About this task: Please filter the listing for the string "nodejs" and copy each matching line.

───── Data supplied ─────

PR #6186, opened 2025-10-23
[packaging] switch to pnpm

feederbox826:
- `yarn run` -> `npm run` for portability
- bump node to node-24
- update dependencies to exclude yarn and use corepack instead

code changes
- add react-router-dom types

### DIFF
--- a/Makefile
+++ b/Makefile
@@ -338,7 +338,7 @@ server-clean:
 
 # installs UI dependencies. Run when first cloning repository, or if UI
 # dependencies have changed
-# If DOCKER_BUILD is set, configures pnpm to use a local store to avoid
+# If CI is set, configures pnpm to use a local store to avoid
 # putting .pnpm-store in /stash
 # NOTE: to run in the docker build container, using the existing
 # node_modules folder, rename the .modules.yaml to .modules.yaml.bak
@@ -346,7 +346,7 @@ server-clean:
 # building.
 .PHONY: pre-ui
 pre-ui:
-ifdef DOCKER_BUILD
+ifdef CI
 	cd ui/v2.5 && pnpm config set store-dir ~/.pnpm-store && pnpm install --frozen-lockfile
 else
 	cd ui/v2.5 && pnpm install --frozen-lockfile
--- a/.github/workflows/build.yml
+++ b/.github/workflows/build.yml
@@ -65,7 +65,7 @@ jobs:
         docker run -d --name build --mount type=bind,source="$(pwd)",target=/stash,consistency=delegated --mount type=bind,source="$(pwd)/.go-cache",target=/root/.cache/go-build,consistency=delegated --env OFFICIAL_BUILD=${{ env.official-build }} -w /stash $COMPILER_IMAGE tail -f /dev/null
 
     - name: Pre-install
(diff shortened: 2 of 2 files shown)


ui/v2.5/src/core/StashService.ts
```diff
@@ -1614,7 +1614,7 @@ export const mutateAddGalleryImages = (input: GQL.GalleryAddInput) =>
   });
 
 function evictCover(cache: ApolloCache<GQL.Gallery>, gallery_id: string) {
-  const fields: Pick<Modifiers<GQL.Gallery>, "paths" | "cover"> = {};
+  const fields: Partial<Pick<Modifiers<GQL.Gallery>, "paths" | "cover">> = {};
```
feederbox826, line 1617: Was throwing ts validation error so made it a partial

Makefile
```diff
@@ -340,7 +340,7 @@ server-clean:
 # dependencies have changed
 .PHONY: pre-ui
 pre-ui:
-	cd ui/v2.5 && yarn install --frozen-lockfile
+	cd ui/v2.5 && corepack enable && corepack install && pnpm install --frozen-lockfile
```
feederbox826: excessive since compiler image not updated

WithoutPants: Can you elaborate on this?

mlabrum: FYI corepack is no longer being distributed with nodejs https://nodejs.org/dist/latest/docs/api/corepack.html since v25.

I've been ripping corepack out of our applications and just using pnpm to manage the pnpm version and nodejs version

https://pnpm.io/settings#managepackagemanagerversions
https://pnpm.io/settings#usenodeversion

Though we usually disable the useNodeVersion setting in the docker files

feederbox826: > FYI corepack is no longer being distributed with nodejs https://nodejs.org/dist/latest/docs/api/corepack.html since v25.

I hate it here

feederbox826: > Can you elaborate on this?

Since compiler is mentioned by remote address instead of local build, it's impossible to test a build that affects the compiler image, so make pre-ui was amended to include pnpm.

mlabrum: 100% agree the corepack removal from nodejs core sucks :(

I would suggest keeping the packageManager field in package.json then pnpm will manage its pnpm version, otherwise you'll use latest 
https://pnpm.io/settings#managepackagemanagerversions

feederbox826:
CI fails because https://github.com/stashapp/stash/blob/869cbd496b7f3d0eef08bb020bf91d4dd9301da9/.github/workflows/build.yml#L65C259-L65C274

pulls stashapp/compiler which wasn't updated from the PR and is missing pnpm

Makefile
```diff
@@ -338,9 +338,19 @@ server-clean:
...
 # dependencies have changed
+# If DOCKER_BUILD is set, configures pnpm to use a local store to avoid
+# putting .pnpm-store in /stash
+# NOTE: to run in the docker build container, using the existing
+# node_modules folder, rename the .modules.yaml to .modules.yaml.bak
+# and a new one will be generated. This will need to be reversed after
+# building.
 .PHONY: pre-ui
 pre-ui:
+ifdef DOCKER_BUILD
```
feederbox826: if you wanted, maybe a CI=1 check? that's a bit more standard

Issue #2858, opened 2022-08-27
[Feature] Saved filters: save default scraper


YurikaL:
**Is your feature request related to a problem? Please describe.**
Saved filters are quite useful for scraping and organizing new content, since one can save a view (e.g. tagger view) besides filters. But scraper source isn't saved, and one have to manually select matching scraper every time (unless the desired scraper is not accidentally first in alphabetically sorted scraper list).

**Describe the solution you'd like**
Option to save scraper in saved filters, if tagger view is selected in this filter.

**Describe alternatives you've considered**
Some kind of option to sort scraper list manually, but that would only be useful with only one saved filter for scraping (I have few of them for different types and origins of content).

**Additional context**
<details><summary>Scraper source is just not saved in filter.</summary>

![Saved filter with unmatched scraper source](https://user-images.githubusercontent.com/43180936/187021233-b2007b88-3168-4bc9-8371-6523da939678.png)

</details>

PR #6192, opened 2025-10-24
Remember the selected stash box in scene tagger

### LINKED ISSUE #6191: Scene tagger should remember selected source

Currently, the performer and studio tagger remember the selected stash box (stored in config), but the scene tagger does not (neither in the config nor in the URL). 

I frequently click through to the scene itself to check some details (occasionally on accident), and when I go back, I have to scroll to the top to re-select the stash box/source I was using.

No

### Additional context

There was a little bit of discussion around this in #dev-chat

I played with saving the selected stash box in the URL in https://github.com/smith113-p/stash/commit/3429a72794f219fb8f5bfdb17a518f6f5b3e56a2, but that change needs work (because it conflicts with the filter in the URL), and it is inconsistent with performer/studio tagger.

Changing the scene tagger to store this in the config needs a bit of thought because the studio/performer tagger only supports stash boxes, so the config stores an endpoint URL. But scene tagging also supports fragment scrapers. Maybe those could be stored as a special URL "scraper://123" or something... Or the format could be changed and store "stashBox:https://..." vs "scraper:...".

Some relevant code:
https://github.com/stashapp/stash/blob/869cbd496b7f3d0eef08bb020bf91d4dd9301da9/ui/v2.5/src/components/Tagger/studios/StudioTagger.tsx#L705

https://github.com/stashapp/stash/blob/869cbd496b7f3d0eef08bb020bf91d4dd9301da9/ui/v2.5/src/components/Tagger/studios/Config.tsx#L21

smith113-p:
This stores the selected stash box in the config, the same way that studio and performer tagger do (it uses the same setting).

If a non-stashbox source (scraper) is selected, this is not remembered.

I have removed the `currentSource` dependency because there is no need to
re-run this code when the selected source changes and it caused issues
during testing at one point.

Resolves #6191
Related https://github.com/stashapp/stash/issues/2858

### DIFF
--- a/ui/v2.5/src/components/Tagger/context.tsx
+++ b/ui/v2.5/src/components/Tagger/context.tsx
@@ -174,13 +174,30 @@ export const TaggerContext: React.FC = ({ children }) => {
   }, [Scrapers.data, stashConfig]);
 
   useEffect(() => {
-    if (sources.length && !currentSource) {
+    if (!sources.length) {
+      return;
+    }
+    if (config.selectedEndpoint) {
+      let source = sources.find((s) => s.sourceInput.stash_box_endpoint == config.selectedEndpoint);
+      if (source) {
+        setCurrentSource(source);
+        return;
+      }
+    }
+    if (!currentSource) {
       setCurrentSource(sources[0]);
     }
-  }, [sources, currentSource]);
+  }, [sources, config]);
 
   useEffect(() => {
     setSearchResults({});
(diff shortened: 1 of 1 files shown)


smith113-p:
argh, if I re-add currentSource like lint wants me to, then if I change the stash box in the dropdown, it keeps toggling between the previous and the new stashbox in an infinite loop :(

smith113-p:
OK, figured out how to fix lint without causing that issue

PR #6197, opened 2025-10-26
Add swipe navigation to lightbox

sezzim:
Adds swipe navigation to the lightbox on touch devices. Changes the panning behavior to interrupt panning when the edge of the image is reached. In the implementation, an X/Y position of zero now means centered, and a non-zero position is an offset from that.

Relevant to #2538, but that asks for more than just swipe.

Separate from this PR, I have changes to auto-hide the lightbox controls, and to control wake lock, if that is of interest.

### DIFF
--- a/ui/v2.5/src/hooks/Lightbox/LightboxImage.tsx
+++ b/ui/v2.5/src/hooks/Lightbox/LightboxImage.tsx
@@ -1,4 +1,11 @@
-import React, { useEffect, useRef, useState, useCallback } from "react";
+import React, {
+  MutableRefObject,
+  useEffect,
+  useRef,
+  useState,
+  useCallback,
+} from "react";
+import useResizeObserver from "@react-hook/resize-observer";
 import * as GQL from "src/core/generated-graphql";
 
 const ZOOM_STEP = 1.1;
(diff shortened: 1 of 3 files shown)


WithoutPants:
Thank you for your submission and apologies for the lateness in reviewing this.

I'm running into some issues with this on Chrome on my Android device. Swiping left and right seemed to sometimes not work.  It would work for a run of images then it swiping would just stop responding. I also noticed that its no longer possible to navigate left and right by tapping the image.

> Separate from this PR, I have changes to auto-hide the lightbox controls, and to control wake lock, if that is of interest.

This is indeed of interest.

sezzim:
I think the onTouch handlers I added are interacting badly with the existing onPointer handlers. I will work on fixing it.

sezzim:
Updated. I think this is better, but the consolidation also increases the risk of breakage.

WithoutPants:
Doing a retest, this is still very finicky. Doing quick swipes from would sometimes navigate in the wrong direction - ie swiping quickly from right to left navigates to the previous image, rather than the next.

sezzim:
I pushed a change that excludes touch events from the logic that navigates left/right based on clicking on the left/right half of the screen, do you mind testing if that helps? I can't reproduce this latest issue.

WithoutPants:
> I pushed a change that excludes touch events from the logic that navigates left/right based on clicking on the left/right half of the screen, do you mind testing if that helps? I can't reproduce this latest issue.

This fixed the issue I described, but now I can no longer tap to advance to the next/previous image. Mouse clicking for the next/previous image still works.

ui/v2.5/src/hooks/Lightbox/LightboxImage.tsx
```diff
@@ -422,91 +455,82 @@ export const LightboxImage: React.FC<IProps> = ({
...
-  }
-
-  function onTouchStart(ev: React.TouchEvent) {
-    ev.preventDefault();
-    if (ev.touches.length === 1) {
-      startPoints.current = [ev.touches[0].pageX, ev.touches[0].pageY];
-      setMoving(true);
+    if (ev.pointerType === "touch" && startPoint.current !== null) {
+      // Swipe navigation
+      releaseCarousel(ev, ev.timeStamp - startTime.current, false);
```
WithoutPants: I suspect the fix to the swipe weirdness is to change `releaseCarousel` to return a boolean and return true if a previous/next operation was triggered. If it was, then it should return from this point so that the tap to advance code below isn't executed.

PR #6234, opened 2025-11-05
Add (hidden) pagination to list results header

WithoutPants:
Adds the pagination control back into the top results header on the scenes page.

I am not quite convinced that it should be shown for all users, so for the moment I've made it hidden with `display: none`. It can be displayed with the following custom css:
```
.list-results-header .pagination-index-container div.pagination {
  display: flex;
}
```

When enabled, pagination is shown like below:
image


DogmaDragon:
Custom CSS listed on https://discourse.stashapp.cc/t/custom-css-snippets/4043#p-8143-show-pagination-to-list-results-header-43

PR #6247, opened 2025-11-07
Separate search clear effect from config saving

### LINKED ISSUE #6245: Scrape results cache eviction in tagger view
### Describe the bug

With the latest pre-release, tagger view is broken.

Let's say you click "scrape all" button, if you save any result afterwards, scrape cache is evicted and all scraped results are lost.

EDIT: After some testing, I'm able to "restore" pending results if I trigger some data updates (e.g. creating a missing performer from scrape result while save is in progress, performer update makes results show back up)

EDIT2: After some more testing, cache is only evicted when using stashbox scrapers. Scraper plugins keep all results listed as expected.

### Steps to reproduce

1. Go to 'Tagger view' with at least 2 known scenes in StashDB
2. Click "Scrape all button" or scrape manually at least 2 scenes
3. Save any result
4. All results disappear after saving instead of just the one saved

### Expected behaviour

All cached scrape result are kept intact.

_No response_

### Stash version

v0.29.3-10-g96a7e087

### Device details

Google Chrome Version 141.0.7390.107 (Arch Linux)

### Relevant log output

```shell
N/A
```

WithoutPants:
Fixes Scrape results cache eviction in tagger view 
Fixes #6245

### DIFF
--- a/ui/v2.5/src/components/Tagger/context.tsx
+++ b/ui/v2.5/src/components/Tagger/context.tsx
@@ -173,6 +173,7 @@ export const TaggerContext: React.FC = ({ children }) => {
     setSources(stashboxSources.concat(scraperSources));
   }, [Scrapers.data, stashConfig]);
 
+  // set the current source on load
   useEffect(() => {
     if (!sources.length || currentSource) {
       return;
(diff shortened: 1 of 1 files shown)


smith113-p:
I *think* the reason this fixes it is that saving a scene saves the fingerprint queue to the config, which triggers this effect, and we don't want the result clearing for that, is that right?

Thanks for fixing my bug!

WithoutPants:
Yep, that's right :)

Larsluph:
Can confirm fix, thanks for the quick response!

─────

Result:
mlabrum: FYI corepack is no longer being distributed with nodejs https://nodejs.org/dist/latest/docs/api/corepack.html since v25.
I've been ripping corepack out of our applications and just using pnpm to manage the pnpm version and nodejs version
feederbox826: > FYI corepack is no longer being distributed with nodejs https://nodejs.org/dist/latest/docs/api/corepack.html since v25.
mlabrum: 100% agree the corepack removal from nodejs core sucks :(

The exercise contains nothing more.